Personal information
- Full name: Robert Szabo
- Nickname: The Hurricane
- Born: 29 October 1965 (age 60) Wellington, New Zealand
- Home town: Wellington, New Zealand

Darts information
- Playing darts since: 1988
- Darts: 24 Gram Shot Signature
- Laterality: Right-handed
- Walk-on music: "Thunderstruck" by AC/DC

Organisation (see split in darts)
- PDC: 2013–2017

PDC premier events – best performances
- World Championship: Last 64: 2014, 2016

Other tournament wins
| DPNZ Capital Open | 2013 |
| DPNZ Tararua Open | 2015 |
| Australian Grand Prix | 2016 |
| New Zealand Ch'ship | 2010 |
| PDC New Zealand Qualifier | 2013, 2015 |

Medal record
Men's Darts
Representing New Zealand
WDF Asia-Pacific Cup
| Bronze medal – third place | 2010 Tokyo | Men's singles |
| Bronze medal – third place | 2010 Tokyo | Team event |

= Rob Szabo =

New Zealand darts player

Robert Szabo (born 29 October 1965) is a former professional darts player from New Zealand.

==Career==
Szabo claimed the 2010 New Zealand National Championship by beating Koha Kokiri 4–0 in the final.

He qualified for the 2014 PDC World Darts Championship after winning the New Zealand National Championship in July 2013.
After beating England's Ian Moss 4–3 in the preliminary round he led Phil Taylor 1–0 in sets and 1–0 in legs before losing 3–1 in sets, in the first round.

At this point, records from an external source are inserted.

PR #4617, opened 2023-08-14
feat(cache): More generalized cache fail-open

rahul-kumar-saini:
### Overview
- Currently, the Redis Cache fails open on a select few Exceptions
- Differentiating between a redis failure vs clickhouse failure isn't really established in the fail-open logic
- This PR adds a way to identify errors raised by the value generation function execution step within the readthrough cache, since those are the only errors should actually fail the query
    - Any exception raised during value gen function is wrapped with `ValueGenerationError` which is then later caught and the original exception is raised
- All other errors fail open, ie executes the value generation function which routes the query to ClickHouse instead
    - Previously only a metric `snuba.read_through_cache.fail_open` was incremented upon cache fail-opens
    - Now a warning is also logged with the exception stack attached to diagnose why the cache failed

### DIFF
--- a/snuba/state/cache/redis/backend.py
+++ b/snuba/state/cache/redis/backend.py
@@ -6,7 +6,7 @@ from typing import Callable, Optional
 
 from pkg_resources import resource_string
 
-from redis.exceptions import RedisError, ResponseError
+from redis.exceptions import ResponseError
 from snuba import environment, settings
 from snuba.redis import RedisClientType
 from snuba.state import get_config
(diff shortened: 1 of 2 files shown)


evanh (approved):

rahul-kumar-saini:
Reverting as result of Volo's [investigation](https://www.notion.so/sentry/Concurrent-Rate-Limit-Mondays-6aeccd4b556a404f801d9a36197064c0) for now.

His performance received high praise from numerous darts pundits including Wayne Mardle, and from Taylor himself. In June, Szabo made his debut in the World Cup of Darts as he represented New Zealand with Craig Caldwell and they lost 5–3 to Spain in the first round.
Szabo was defeated 6–1 by John Weber in the final of the Warilla Bowls Club Open and Weber was also the winner when the pair met in the final of the Oceanic Masters, this time triumphing 8–2.

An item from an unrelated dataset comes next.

PR #5410, opened 2024-01-17
feat(gcs): Allow snuba to write to gcs for tooling

nikhars:
Some of the tools which we are building for clckhouse upgrades have a need for persistent blob storage. Introduce mechanism to upload and download files from GCS.


MeredithAnya:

Szabo won the 2015 DPNZ Tararua Open by beating Mark McGrath 7–5. He played with Warren Parry in the 2015 World Cup and they secured New Zealand's first win in the event since 2010 by knocking out Canada 5–4. They faced Northern Ireland in the second round with Szabo losing 4–1 to Brendan Dolan and Parry losing 4–0 to Michael Mansell to exit the tournament. He won the New Zealand qualifier for the 2016 World Championship by defeating Craig Caldwell 9–3. He overcame Michael Rasztovits 2–0 in the preliminary round, before losing 3–0 to Jamie Caven in the first round. His attempt to return to Alexandra Palace for the 2017 World Championship was ended in the final of the New Zealand Qualifying Event 7–3 by Parry. Szabo lost in the final of the DWA Grand Prix to Corey Cadby, but won the Harrows Australian GP by thrashing Damon Heta 6–0. At the 2017 World Cup, Szabo and Cody Harris were eliminated 5–2 by Belgium in the opening round.

==World Championship results==

===PDC===

- 2014: First round (lost to Phil Taylor 1–3) (sets)
- 2016: First round (lost to Jamie Caven 0–3)

==Personal life==

Szabo is a semi-pro darts player and earns a full-time living as a builder for Wellington construction company LT McGuiness.